I’d call it politically motivated, rather than triumphant. Before Joe Biden’s election, G.M. was at the forefront of industry calls for reducing the previously negotiated fuel-economy (CAFE) standards and used climate deniers to help them make the case. It also was one of a group of car companies to join the Trump Administration’s lawsuit to deny California its historical legal right to set its own (tighter) emissions requirements. But, just days after Biden’s victory became clear, G.M. dropped out of the lawsuit.
And can we ever forgive G.M. for turning the military Humvee into a consumer product—with its outsized footprint, weight, emissions, and inexcusable impact on the killing and maiming of people in crashes?
All that said, I was absolutely delighted to read about G.M.’s recent—and leading—announcement that it has targeted 2035 as the year by which it will have completed its transition to making and selling only electric vehicles. G.M. is the largest legacy car company to make such an early and complete commitment.
Are there ways to rethink what we actually need out of transportation, so that fewer people have their own cars? You’ve been touting something you’re calling the freedom network—explain.
The problem with a car-only solution is that it still has us manufacturing and moving a hundred-and-fifty-pound person in three thousand pounds of metal. Most commuter car trips in the U.S. are with the driver alone, according to a 2017 study, and nearly half of all car trips are three miles or shorter. It is crazily inefficient and expensive.

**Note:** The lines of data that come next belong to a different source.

PR #145, opened 2022-02-04
runner.aws_batch: Exit 1 if the job failed but there's no job exit code

tsibley:
Failed jobs do not have an exit code in Batch if the job failed for
infrastructural or reasons internal to AWS rather than job-specific
reasons.  For example, a job that fails because its EC2 instance is
shutdown in the middle of it will not have an exit code.

While `nextstrain build` used to exit 0 with success due to the missing
exit code, even though it correctly reported the job's failure and
failure reason.  Now it will exit 1 for a generic failure.

### Testing
Tested by attaching to 3 different kinds of already done jobs we had lying around:

1. Failed job where the build workflow exited 1. `nextstrain build` exits 1, as usual.
2. Failed job where the EC2 instance it was running on was terminated unexpectedly. `nextstrain build` now exits 1 with this PR.
3. Successful job where the build workflow exited 0. `nextstrain build` exits 0, as usual.

### DIFF
--- a/nextstrain/cli/runner/aws_batch/__init__.py
+++ b/nextstrain/cli/runner/aws_batch/__init__.py
@@ -267,8 +267,13 @@ def run(opts, argv, working_volume = None, extra_env = {}, cpus: int = None, mem
         s3.download_workdir(remote_workdir, local_workdir, patterns)
 
 
-    # Exit with the job's exit code, or assume success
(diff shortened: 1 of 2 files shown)


tsibley:
CI failures appear completely unrelated. Will investigate those when I have time.

victorlin (approved):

I’ve also been struck by the reality that, over the last hundred years, we’ve made it safer to cross the ocean than to cross the street. The vast majority of Americans do not have access to a bike lane or bike path.
No matter where we live or who we are, without a safe, low- (or no-) cost ability to get around, there is a very real sense of feeling trapped and dependent. I think it’s this visceral understanding of our loss of autonomy that is one of the reasons people get so angry and adamant about proposed changes to the gas tax, parking, bike and bus lanes, or transit improvements.